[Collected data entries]
■ ■ ■
PR #664, opened 2026-08-23
WebSocket query streaming for JavaScript

tobiemh:
## What is the motivation?

The server can now answer a query with a sequence of frames instead of one response ([surrealdb-private#812](https://github.com/surrealdb/surrealdb-private/pull/812), following #790's gRPC work), so the first rows can reach a client while the query is still running. That PR's own closing note is this change: the SDK can adopt it invisibly — send `query_stream`, accumulate frames, resolve the same promise, and fall back to `query` when the server does not know the method.

Users get a lower time to first result and no single enormous response to decode, with no API change. The visible `for await (const row of …)` API is a later, thin layer over frames the SDK now already parses.

## What does this change do?

The WebSocket engine asks for queries with `query_stream` and translates the frames into the `QueryChunk` stream that `collect()`, `responses()` and `.stream()` already consume. Nothing above the engine changed.

**Adoption is invisible.** The streamed answer is the buffered answer — same chunks, same errors, same statistics. Three things make that true rather than hoped for:

- A server which does not serve the method answers `-32601`, and the query is asked for again in buffered form. Same for a denial (`-32602`), for a stream refused because the connection is at its concurrency cap, and for one whose socket went away before anything was framed. Nothing is framed until execution is about to begin, so in every one of those cases the query never ran and re-asking cannot execute it twice. Absent-or-denied is remembered for the life of the socket; a capacity refusal is not, since it is transient.
- Queries inside a transaction from `.begin()` are never streamed: a `commit` can arrive on the same connection mid-stream, and would commit a prefix of the query rather than the whole of it.
- `DriverOptions.streaming` turns it off entirely.

**The frame contract is preserved as it is translated.** Rows are provisional until their statement's terminal frame; a statement's failure becomes the error chunk that retracts the rows already delivered for it; a stream stopped rather than answered fails the query, so a truncated answer is never mistaken for a whole one; results are counted by terminal frames, never by the statement count on `begin`, which is only an upper bound. Abandoning a stream — breaking out of a `for await` — cancels it on the server instead of leaving it to produce results nothing will read.

### How is it used?

Nothing changes for a caller who wants the whole answer. The query below is streamed on a server
which serves it and buffered on one which does not, and returns the same 300 records either way:

```ts
const [people] = await db.query<[Person[]]>("SELECT * FROM person").collect();
```

`.stream()` is what the streaming is for: the rows arrive as the server produces them, so a
statement's first row does not wait on the rest of the query. Each frame belongs to a statement,
by index, and `isValueOf` / `isDoneOf` check both the kind of frame and which statement it is for:

```ts
for await (const frame of db.query("SELECT * FROM person; SLEEP 500ms;").stream()) {
    if (frame.isValueOf<Person>(0)) {
        console.log(frame.value.age);       // a row of the first statement
    }

    if (frame.isDoneOf(0)) {
        console.log("that statement is complete");
    }

    if (frame.isErrorOf(0)) {
        // The statement failed. Every row above for statement 0 is retracted.
    }
}
```

Against a server with #812 that prints the first row **11ms** in, while the query itself completes
at **512ms** - the `SLEEP` is the rest of the query, and the rows no longer wait behind it.

Note that the `<Person>` on `isValueOf` asserts the row type rather than checking it: `query()`
takes a tuple of statement types and the frame API does not derive from it, so it is on the caller
to keep the two in agreement. Deriving it, and a row-level `for await (const person of ...)` view
over these frames, are both worth having and are deliberately not in this change - see the
discussion on this PR.

The builders need no such annotation, because each is a single statement and its result type says
what its frames carry:

```ts
for await (const frame of db.select<Person>(person).stream()) {
    if (frame.isValue()) console.log(frame.value.age);   // Person, inferred
}
```

That was typed by the statement's result rather than the row until this change, so a frame of a
`select` over a table declared `Person[]` while carrying one `Person` - `frame.value.age` did not
compile and `frame.value[0]` did. `select`, `create`, `update`, `upsert`, `delete`, `insert` and
`relate` now read the row off their result type; `run`, `auth` and `api` are single-value
statements and keep carrying their result whole. The public API typecheck fixture pins all four
shapes.

Leaving the stream stops the query rather than letting the server produce results nothing will
read, and the connection is immediately usable again:

```ts
for await (const frame of db.query("SELECT * FROM person; SLEEP 30s;").stream()) {
    if (frame.isValue<Person>()) break;      // sends `query_cancel` for this query
}

await db.query("RETURN 1").collect();        // answers straight away
```

And it can be turned off for the whole driver, which puts every query back on the buffered path:

```ts
const db = new Surreal({ streaming: false });
```

### Two fixes this depends on

- **`ChannelIterator` lost values.** A value submitted before the consumer asked for the next one resolved the same, already settled promise, so every value but the first of a burst vanished. This was dropping **live query notifications** too, not only frames. Readers are now queued, which also settles a reader that a second reader used to abandon forever.
- **`collect()` and `responses()` rewrote the chunks they were built from.** They adopted the array a chunk carried and pushed later batches into it. Harmless while every statement arrived as one chunk; with batches, a diagnostics subscriber holding a chunk that carried 16 rows would later find 499 in it.

### One deliberate non-change

A frame carries the full error object, wire code included, where a buffered query result carries none and `ServerError.code` is `0`. The code a frame carries is dropped, so the same failing query does not report a different code depending on whether its answer happened to be streamed. `QueryChunk.type` is likewise left unset for an ordinary statement, exactly as the buffered path leaves it — the consumers of a chunk are what settle on a default.

Verified against a build of the server **with** #812 and, separately, against one **without** it, so both the streaming path and the fallback are covered by the whole suite.

| Gate | Result |
|---|---|
| `bun test` (WebSocket, server **with** #812) | 618 pass, 0 fail |
| `bun test` (WebSocket, server **without** #812 — fallback) | 618 pass, 0 fail |
| `SURREAL_PROTOCOL=http bun test` (server with #812) | 583 pass, 0 fail |
| `bun run qc`, `bun run qts`, `bun run build:sdk` | clean |
| `tsc --project packages/tests/surrealdb/typecheck` (public API, against the built `.d.ts`) | clean |

Reproduce the streaming run with `SURREAL_EXECUTABLE_PATH=<surreal with #812> bun test --preload ./global.ts` from `packages/tests/surrealdb`. On a debug build add `--timeout 30000`: `sessions > restore state after reconnect` restarts the database inside bun's 5s default and cascades when it cannot.

**New tests**, chosen so they cannot pass for the wrong reason:

- `unit/streaming/frames.test.ts` — the translator against a scripted sequence of frames: batching and per-statement batch numbering, a single value held back until its statement says it was one, `NONE`, statement failure, stream failure retracting only the statements that never finished, a truncated stream, terminal-once, `begin.statements` as an upper bound, an unrepresentable index, an unreadable duration, and the error-code and type parity described above.
- `unit/streaming/results.test.ts` — the same scripts through `collect()`, `responses()` and `.stream()`, which is where retraction has to be observable: an errored statement drops the rows it delivered while its neighbours stand.
- `unit/streaming/engine.test.ts` — the engine over a mock `WebSocket` speaking the real CBOR protocol, so frame ordering, correlation by request id and cancellation are exercised for real: the request shape, a 2000-row burst arriving complete and in order, two concurrent streams keeping their own frames, cancel on abandonment and no cancel after a clean end, both fallback codes, a capacity refusal falling back for one query only, a non-frame payload, a stream never replayed once it has framed anything, and both reconnect paths.
- `integration/query/streaming.test.ts` — against a real server, including a differential test asserting a streamed answer equals the same query on a `streaming: false` connection, and one asserting that the failures of a mixed query match across the two paths field for field. A test which needs to know streaming actually happened asks a raw socket rather than the SDK, whose whole point is to hide the difference — so it hard-fails if streaming ever silently degrades to the fallback on a capable server.
- `unit/utilities/channel-iterator.test.ts` — pins the lost-value fix directly rather than by the mass timeout it used to cause.

The usage above was run against the #812 build as written, and the timings quoted in it are from that run. Beyond the suite, the streaming path was driven end to end against the same build: frames arrive as `begin{2} → rows(16) → rows(23) → finished → value → finished{single} → end`; a 499 row result reaches the SDK as chunks of 16, 32, 64, 128, 256, 3; the first row lands 5.9ms in against a query that completes at 1008ms; abandoning a `SLEEP 30s` stream returns in 6.7ms with the connection immediately reusable; and a `LIVE SELECT` registered through a stream delivers its notifications.

Implements the JS SDK side of surrealdb-private#812 (WebSocket streaming), which follows surrealdb-private#790 (gRPC end-to-end streaming).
■ ■ ■
ACTION ITEM:
Scanning the data above, copy out every line where "terminal" is found.

RESULT OF THE TASK:
**The frame contract is preserved as it is translated.** Rows are provisional until their statement's terminal frame; a statement's failure becomes the error chunk that retracts the rows already delivered for it; a stream stopped rather than answered fails the query, so a truncated answer is never mistaken for a whole one; results are counted by terminal frames, never by the statement count on `begin`, which is only an upper bound. Abandoning a stream — breaking out of a `for await` — cancels it on the server instead of leaving it to produce results nothing will read.
- `unit/streaming/frames.test.ts` — the translator against a scripted sequence of frames: batching and per-statement batch numbering, a single value held back until its statement says it was one, `NONE`, statement failure, stream failure retracting only the statements that never finished, a truncated stream, terminal-once, `begin.statements` as an upper bound, an unrepresentable index, an unreadable duration, and the error-code and type parity described above.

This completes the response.